=== Your goal ===
Nothing is needed except the lines below that run from the one with "actin-related proteins from" through the one with "(Q5A9X7, TrEMBL) | IDA |", repeated exactly.

*** Supplied entries Section Begins ***

PR #2274, opened 2026-07-26
Review human ACTR10 (ARP11), the dynactin pointed-end capping subunit

cmungall:
# ACTR10 (Q9NZ32) — ARP11, the dynactin pointed-end capping subunit

Reviews all **19 GOA rows** one-for-one plus **1 proposed new annotation** (20 entries).
`just validate human ACTR10` → `✓ Valid`, no warnings; 68 `supporting_text` quotes
verified verbatim, including the `file:` quotes the repo validator skips.

| action | n | terms |
|---|---|---|
| ACCEPT | 8 | dynactin complex, structural constituent of cytoskeleton, retrograde axonal transport of mitochondrion, 5 × cytosol |
| REMOVE | 5 | nucleus; azurophil granule lumen; ficolin-1-rich granule lumen; 2 × extracellular region |
| MODIFY | 2 | cytoskeleton → dynactin complex; DCTN4 `protein binding` → structural constituent of cytoskeleton |
| MARK_AS_OVER_ANNOTATED | 2 | NAGK and KRT31 `protein binding` |
| KEEP_AS_NON_CORE | 2 | cytoskeleton organization; axon cytoplasm |
| NEW | 1 | ATP binding (ISS from I3LHK5) |

## The two findings, which point in opposite directions

ACTR10 is *actin-related*, so the campaign's usual defect — a fold name propagating into
GO as an activity — was the thing to look for. It is not what is wrong here. Both errors
turned out to be present, in mirror-image form, and both needed the residues checked
rather than asserted.

### 1. `GO:0005634 nucleus` (IBA, `is_active_in`) is a paralog transfer → REMOVE

Resolving all five `WITH/FROM` tokens (with `size=5`, reporting every hit) shows that
**not one protein source is an ACTR10/ARP11 ortholog**. They are all *nuclear*
actin-related proteins from another subfamily:

| token | resolves to | own evidence for nucleus |
|---|---|---|
| `SGD:S000004636` | yeast **ARP9** (Q05123, Swiss-Prot) — SWI/SNF + RSC subunit | IDA |
| `CGD:CAL0000196900` | *Candida* **ARP9** (Q5A9X7, TrEMBL) | IDA |
| `MGI:MGI:1343051` | mouse **ACTL7A** (Q9QY84, Swiss-Prot) — testis actin-like | IDA, EXP |
| `UniProtKB:Q57ZL0` | *T. brucei* "Actin-like protein, putative" (TrEMBL) | IDA |
| `PANTHER:PTN008986520` | internal tree node | n/a |

All four sources carry their **own experimental** nucleus annotations, so
`SOURCE_WEAK_OR_INFERRED` would be contradicted by my own analysis: the root cause is
`PROPAGATION_BAD` with `WRONG_ORTHOLOG_OR_PARALOG` + `COMPARTMENT_OR_COMPLEX_MISMATCH`.

The mechanism is visible in the GOA row itself. Dynactin membership was propagated from
`PTN000232945` and mitochondrial transport from `PTN000232947` — both ARP11-specific —
whereas nucleus came from `PTN008986520`, a deeper node in PTHR11937 that lumps ARP11
with the nuclear Arps. The subfamily boundary is not my construction: the Arps pair by
function (Arp1/Arp11 in dynactin, Arp7/Arp9 in the remodellers, PMID:16291862) and the
current family review draws the same three-way cytoplasmic / nuclear / testis split
(PMID:42439233). An independent HPA check, added as a reciprocal control, puts 3/4 human
nuclear Arps but **0/3** human dynactin Arps in a nuclear compartment.

### 2. ATP binding is *missing*, not over-annotated → NEW

The expected over-annotation is absent: GOA gives ACTR10 no nucleotide-binding term at
all. But the site is intact and occupied, which makes this an annotation **gap**:

- a nucleotide is modelled in the Arp11 chain of **19 of the 24** deposited PDB entries
  containing ACTR10 — in the same maps where the Arp1 and β-actin chains of the same
  filament carry ADP (an internal control);
- PMID:36071160 states it explicitly: *"Based on our density, ATP-Mg was built into Arp11
  and ADP-Mg was built into"* β-actin and the Arp1 subunits;
- computing contacts from the 7Z8M coordinates gives **18** Arp11 residues within 4 Å of
  that ATP, laid out canonically for the actin fold, and **17/18 are identical in human
  ACTR10**; **0/17** of β-actin's own nucleotide contacts fall in an alignment gap.

Added as `GO:0005524 ATP binding` with **ISS** and `supporting_entities: UniProtKB:I3LHK5`,
*not* IDA — every structure with a modelled ligand in this chain is pig, and the two human
dynactin structures leave chain J empty. The row deliberately claims binding only: no
hydrolysis or exchange has ever been assayed for Arp11.

Conversely the **polymerisation** interface really is gone: **20/20** of actin residues
38–57 (the subdomain-2 loop) align to a gap, confirming Eckley et al. 1999's 1999
prediction exactly, and consistent with Arp11 binding Arp1 but not free actin
(PMID:12857853). So no actin-polymerisation or nucleation term should follow from
`GO:0005200`, and correctly none is annotated.

## Four Reactome localisations removed

`extracellular region` (×2), `azurophil granule lumen` and `ficolin-1-rich granule lumen`
all descend from ACTR10's membership in Reactome's granule protein sets, which the
Neutrophil degranulation pathway derives from bulk granule proteomics (PMID:23650620).
Three arguments:

1. **Topology.** No signal peptide, no transmembrane segment (the UniProt FT table has
   only a CHAIN, three conflicts and secondary structure), one location: `Cytoplasm,
   cytoskeleton`. A subunit buried at the pointed end of a 1.2 MDa cytosolic complex has
   no route into a granule *lumen*.
2. **Not a complex property.** Of the 11 dynactin subunits only ACTR10 and ACTR1B carry
   these annotations; DCTN1/2/4/5/6 and ACTR1A do not. Genuine packaging would take the
   whole complex.
3. **It has already done damage.** A 2024 study reads them straight back out as biology:
   *"ACTR10 … is suggested to be present in the cytosol, extracellular region and
   secretory granules"* (PMID:39697424).

## Complex-subunit modelling

Following the schema's subunit pattern rather than flattening it:
`molecular_function: GO:0005200 structural constituent of cytoskeleton` (the
subunit-specific activity), `contributes_to_molecular_function: GO:0140660 cytoskeletal
motor activator activity` (dynactin's complex-level activity, which ACTR10 does not
enable alone), and `in_complex: GO:0005869 dynactin complex` — never `locations`.

## Two further curation notes

- **`GO:0005869` is under-evidenced, not wrong.** Human dynactin was purified from human
  cells and solved by cryo-EM in 2025 (PMID:40186871; ACTR10 = chain J of 9B7J/9B85), so
  an **IDA** is now available where GOA still has IBA. Mouse `Actr10` already has the IDA,
  so human lags its own ortholog. Flagged in the ACCEPT reason.
- **An ontology gap.** GO cannot express what ACTR10 does. `GO:0051694 pointed-end actin
  filament capping` is defined over F-actin, whereas dynactin's backbone is (per GO's own
  `GO:0005869` definition) "an actin-like 40 nm filament composed of actin-related
  protein"; and `GO:0005870 actin capping protein of dynactin complex` is obsolete (and
  was a CC term for CapZ at the *other* end). A new term is proposed, with the yeast
  ortholog Arp10 and the fungal Arp11s as further users.

## Bioinformatics

`genes/human/ACTR10/ACTR10-bioinformatics/` — three modules behind one entry point
(`uv run python analyze.py`), all input fetched live from UniProt, QuickGO, RCSB and HPA;
nothing hard-coded. A fresh run is `diff`-identical to the committed `RESULTS.md`.

One thing worth flagging about the method: the first run of the HPA control scored ACTR10
as *nuclear* because "Peri**nuclear** theca" — a sperm-head cytoplasmic structure —
contains the substring. The module now matches HPA's controlled vocabulary by exact name
and prints any such near-miss explicitly, so the result cannot silently invert again.

## Round 2 — two corrections to the review, with evidence

The round-1 review was excellent and both 🟡 items were real (fixed in `409e1bf4`; see the
[reply](https://github.com/ai4curation/ai-gene-review/pull/2274#issuecomment-5084697125)).
Two of its checkable premises were wrong, though, and both push in the same direction —
they *strengthen* the `NEW` ATP-binding row rather than weaken it. Recording them as
corrections, not concessions:

**Correction 1 — `ACTB` does not carry `GO:0005524`.** The review argued the ATP term was
safe partly because "`ACTB` itself carries `GO:0005524`". QuickGO returns **zero**
annotations under `GO:0000166 nucleotide binding` (descendants included) for P60709. The
same is true of ACTG1, ACTR1A, ACTR1B, ACTR2, ACTR3, ACTL6A, ACTR8 and yeast Arp10. Of a
12-member actin/Arp panel, only **2** carry any nucleotide-binding term, and both use
`GO:0005524`: human **ACTA1** (TAS, alongside `GO:0043531 ADP binding`) and yeast **ACT1**
(IDA). So the real precedent is ACTA1/ACT1 — and the more important consequence is that the
missing annotation is a **family-wide curation gap**, not a judgement that ACTR10 in
particular does not bind nucleotide. That is a materially better argument for the `NEW` row
than the one I originally made. Reproducible in `RESULTS.md` section E.

**Correction 2 — the ligand split is 14 ADP / 5 ATP, not 12/7.** Recounted programmatically
and now tallied in `RESULTS.md` section A: `ADP in 14 entries; ATP in 5 entries (of 24
entries surveyed, 5 model no nucleotide in that chain)`. The skew toward ADP is *larger*
than the review stated, which makes its underlying point sharper, so the `NEW` reason now
justifies `GO:0005524` on three explicit grounds rather than leaving the ratio unaddressed.

I also verified the one remaining unsourced claim in a `reason`: human RPS3, RPL4 and RPS4X
all carry `GO:0003735 structural constituent of ribosome` with `enables` — never
`contributes_to` — across IBA/IEA/IDA/HDA/NAS/TAS/IMP, so the `enables`-for-"structural
constituent of" precedent cited on the `GO:0005200` row is real.

## Repo-level observation: two enum caches admit an obsolete term

Not an ACTR10 defect, and **deliberately not fixed here** — the enum caches are shared
infrastructure and regenerating them would balloon this diff. Flagging it because it is the
inverse of the usual cache failure mode: **enum-membership validation can admit a term that
is obsolete upstream.**

Verified facts only:

- `GO:0005870` is obsolete upstream — QuickGO returns `isObsolete: true`, renders the label
  `obsolete actin capping protein of dynactin complex` and prefixes the definition
  `OBSOLETE.`; OLS returns `is_obsolete: true` with `term_replaced_by: GO:0008290`
  (itself barbed-end CapZ and itself a CC, so the point holds twice over).
- It is nonetheless present in `cache/enums/gotermenum_44393af1d52e.csv` and
  `cache/enums/goproteincontainingcomplexenum_e26f9f8ed709.csv`. `gotermenum` is a flat
  38,751-CURIE branch-reachability set generated by the external
  `linkml-term-validator`/oaklib expansion, so the snapshot it was expanded against still
  had this term attached to the hierarchy.
- Corroborating pattern, offered as a pattern and not a mechanism: of the **261** terms that
  `cache/ontologies/go.tsv` labels `obsolete …`, **0** appear in *any* of the 7
  `cache/enums/*.csv` files. Obsoletes are therefore normally absent, which makes
  `GO:0005870` an anomaly rather than the rule.

**Two inferences I withdraw**, because they do not survive checking — recording them so the
observation is not carried forward on bad reasoning:

1. I first argued the enums were stale *because* `GO:0005870` is absent from
   `cache/ontologies/go.tsv`. That does not follow. `go.tsv` is a lazily-populated
   label-fetch cache (`fetched_date` column, 7,717 rows against GO's ~40k), so absence there
   means "never fetched", not "removed". Its `is_obsolete` column is also unreliable: 261
   rows carry an `obsolete `-prefixed label but only 26 are flagged `True`. Credit to the
   reviewer for catching this.
2. The tempting follow-up — that the enum generator's obsolete filter depends on `go.tsv`
   coverage, so a never-fetched term escapes it — is also unsupported. The two caches have
   **independent producers**: `cache/enums/` comes from `linkml-term-validator`/oaklib
   branch expansion, `go.tsv` from this repo's own label fetches. The 261/0 split is a
   correlation between unrelated caches, not a shared code path.

So the actionable item is a **scheduled enum regeneration**, and the mechanism by which this
one term slipped through is not established from the repo alone.


cmungall:
Follow-up commit a771037: a self-review found the cross-subunit claim in this PR body
imprecise. I had checked 9 of the 11 dynactin subunits; checking all 11 shows **CAPZA1
also carries `GO:0005576` by Reactome TAS**, so "only ACTR10 and ACTR1B" was wrong.

The corrected facts are sharper, not weaker:

- ACTR10 is the **only** dynactin subunit annotated to `GO:0035578 azurophil granule lumen`.
- Only three of the 11 (ACTR10, ACTR1B, CAPZA1) carry any Reactome TAS
  granule/extracellular term; DCTN1–6, ACTR1A, ACTB and CAPZB carry none.
- The two that share the pattern are exactly the subunits with large **non-dynactin
  pools** — CAPZA1 is a bona fide F-actin capping protein and ACTR1B a centractin paralog
  — so the pattern is per-protein detection in granule fractions, not secretion of the
  complex.
- ACTB does have `GO:0005576`, but by **HDA** (mass spectrometry), not via this Reactome
  route.

cmungall:
Thanks — both 🟡 items were real, and all four 🔵 suggestions are addressed too. Pushed as
`409e1bf4`. Nothing changed in any GO term, evidence code or review action.

### 🟡 1. Cross-subunit arithmetic — you're right, and it drifted twice for a reason

ACTR1B is a **twelfth** protein, not one of the 11. The "carry none" list enumerating 9 was
the tell. Corrected to your reframing across all four sites (`:989`, `:1021`, `:1067`,
notes `:208`):

> …only **two of the 11 canonical subunits** (ACTR10 and CAPZA1) carry any Reactome TAS
> granule or extracellular term … ACTR1B, the β-centractin paralog that substitutes for
> ACTR1A in a fraction of dynactin and so is a twelfth protein rather than one of the 11,
> was checked alongside and also carries one.

And ACTR10 alone of the 11 carries `GO:0035578`. I also made the **roster explicit from
UniProt's own SUBUNIT line** in the prose rather than leaving "the 11" implicit — leaving
the denominator unstated is exactly what let the count drift on both passes.

### 🟡 2. `GO:0005870` — it *is* obsolete, and the argument no longer depends on it

Re-verified against two authorities:

- **QuickGO**: `isObsolete: true`, label rendered `obsolete actin capping protein of dynactin complex`, definition prefixed `OBSOLETE.`
- **OLS**: `is_obsolete: true`, and it adds what QuickGO's `replacedBy` field omits —
  `term_replaced_by: GO:0008290 F-actin capping protein complex`, which is *again*
  barbed-end CapZ and *again* a cellular component.

**Your cache observation points at a real inconsistency, just not the one you inferred:**
`GO:0005870` is **absent from `cache/ontologies/go.tsv`** entirely, yet present in
`cache/enums/gotermenum` and `goproteincontainingcomplexenum`. So those enum files look
stale relative to `go.tsv`, rather than the term being live. I've recorded that in the
notes for maintainers — the control you used (`GO:0000002`/`GO:0000003` absent from enums)
is sound; this term just predates or escaped the last enum regeneration.

Per your point, the justification no longer *rests* on obsoletion: `GO:0005870` is a
cellular-component term for the barbed end, so it is the wrong end and the wrong aspect
whatever its status.

### 🔵 3. BP-vs-MF framing — fixed

Right: `GO:0051693` and `GO:0065003` are both BP, so the proposed term could never replace
the `GO:0005200` MF row. The reason now says it would be an *addition in a different
aspect*, and states that this is why no `proposed_replacement_terms` is given.

### 🔵 4. ATP vs the ADP-majority set — answered with data, and one correction

Rather than argue it in prose I added **`RESULTS.md` section E**: a QuickGO survey of
nucleotide-binding annotation (`GO:0000166` + descendants) across a 12-member actin/Arp
panel. Section A now also tallies the ligand split.

- The split is **ADP in 14 entries, ATP in 5** (not 12/7 — worth noting since it makes your
  point slightly stronger).
- Only **2 of 12** panel members carry *any* term under `GO:0000166`, and both use
  `GO:0005524`: **ACTA1** (TAS, alongside `GO:0043531 ADP binding`) and **yeast ACT1** (IDA).
- **`ACTB` does *not* carry `GO:0005524`** — QuickGO returns zero annotations under
  `GO:0000166` for P60709. Nor do ACTG1, ACTR1A, ACTR1B, ACTR2, ACTR3, ACTL6A, ACTR8 or
  yeast Arp10. So the precedent you had in mind is ACTA1/ACT1, and the gap is **family-wide**
  — which strengthens the `NEW` row's framing considerably.

The `NEW` reason now gives three grounds for `GO:0005524`: the ATP calls are the only
*documented* density interpretations (PMID:36071160 builds ATP-Mg into Arp11 *contrastively*
against ADP-Mg in β-actin/Arp1); GO's precedent on the fold uses this term; and the
family-wide gap shows the omission is not a judgement about ACTR10. It also names
`GO:0043531` (as an addition, exactly as ACTA1 has both) and the parent `GO:0032559` as
defensible curator alternatives — while still licensing no ATPase term.

### 🔵 5. `MODIFY GO:0005856 → GO:0005869` collapses into an existing row — stated

Added to the reason: the gene already carries `GO:0005869` as `part_of` (IBA), and the
SubCell pipeline behind `GO_REF:0000044` cannot emit a complex term from `SL-0090`, so this
is a **drop-the-redundant-ancestor** recommendation, not a new `located_in` annotation.

### 🔵 6. HPA denominators no longer shrink silently

`nuclear_arp_control.py` now prints the exclusions and the pre-exclusion clade sizes:

```
- excluded from those denominators because HPA reports no location: ACTB (conventional actin)
  - HPA record present but no location reported; ACTR5 (nuclear ARP (INO80)) - HPA record
  present but no location reported
- clade sizes in the panel before exclusions: nuclear-ARP clade 5; dynactin clade 3
```

The two existing summary lines are byte-identical, so the `supporting_text` quotes citing
them still verify.

### On your unresolved caveat

`genes/human/ACTB/ACTB-goa.tsv` being 300 rows was indeed a page cap — I checked ACTB live:
it carries `GO:0005576` by **HDA** from three high-throughput proteomics studies
(`PMID:16502470`, `PMID:22664934`, `PMID:23580065`, all assigned by UniProt), not via the
Reactome granule route. So that sentence stands, and it is a *different* artefact class
from the four rows removed here.

### Gates re-run after all edits

- checkquotes: **71/71** `supporting_text` quotes verbatim (including `file:` quotes the repo
  validator skips)
- `just validate human ACTR10`: **✓ Valid**, no warnings
- `git diff origin/main HEAD -- cache/go/terms.csv | grep '^-GO:'`: **empty** (run last, after
  validate)
- `analyze.py` re-run is `diff`-identical to the committed `RESULTS.md` after all three code
  changes
- merged `origin/main` (clean; no publication conflicts) and re-ran the quote checker after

*** Supplied entries Section Ends ***

=== Solution to this exercise ===
actin-related proteins from another subfamily:

| token | resolves to | own evidence for nucleus |
|---|---|---|
| `SGD:S000004636` | yeast **ARP9** (Q05123, Swiss-Prot) — SWI/SNF + RSC subunit | IDA |
| `CGD:CAL0000196900` | *Candida* **ARP9** (Q5A9X7, TrEMBL) | IDA |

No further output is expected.